There are a series of staging posts, or turn-offs or cut-throughs, along this road from applied AI to agentic AI – which twist and turn, and combine to reach a destination. AI is shifting from static pattern-matching, where systems identify trends from past data, to dynamic reasoning, where they adapt to real-time conditions, and learn from them. This strategic chicanery is unfolding in front of us. Again, Fatih Nar at Red Hat walks us through the journey so far.

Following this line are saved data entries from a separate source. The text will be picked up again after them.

PR #611, opened 2020-07-25
Modify behavior on file added

Oreonan:
Attempt to fix # 535, for which the real description should be: "name of user who added incorrect file on servers without user accounts"
Unfortunately I can't test in this time, so result it maybe catastrofic

### DIFF
--- a/Client/TeamTalkClassic/TeamTalkDlg.cpp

“When we started, it was all based on time-series data – numbers and counters, and key performance indicators. It was a logistical progression; a mathematical formulation predicting the next number based on environmental variables. And then gen AI comes in as a text-based prediction methodology, which just predicts the next thing out of your mouth, and that mutates into a multi-modal system to generate video, audio, even numerical time-series data.
“Where you had one for image generation and one for video, there is only one model now – the 4.0 model, or whatever. Which uses this mixture-of-experts (MoE) concept to deliver multimodal [content], trained on different data, to different industries and enterprises. This is the era we are living in; that is where we are going.” He references AI upstart DeepSeek for pushing the MoE agenda, and Open AI (ChatGPT 4.0, “or whatever”) for fusing modalities.
Both are illustrative. Nar goes on: “In telecom, this [application of multi-modal MoE techniques] means predicting radio efficiency in rain and traffic and smoky weather. Which means it takes a picture of a radio site, a readout from a weather sensor, data about fracking in Texas, and tells you a construction crane is blocking the line-of-sight between macro cells, and there’s noise and pollution, and that all these things are degrading your radio propagation.”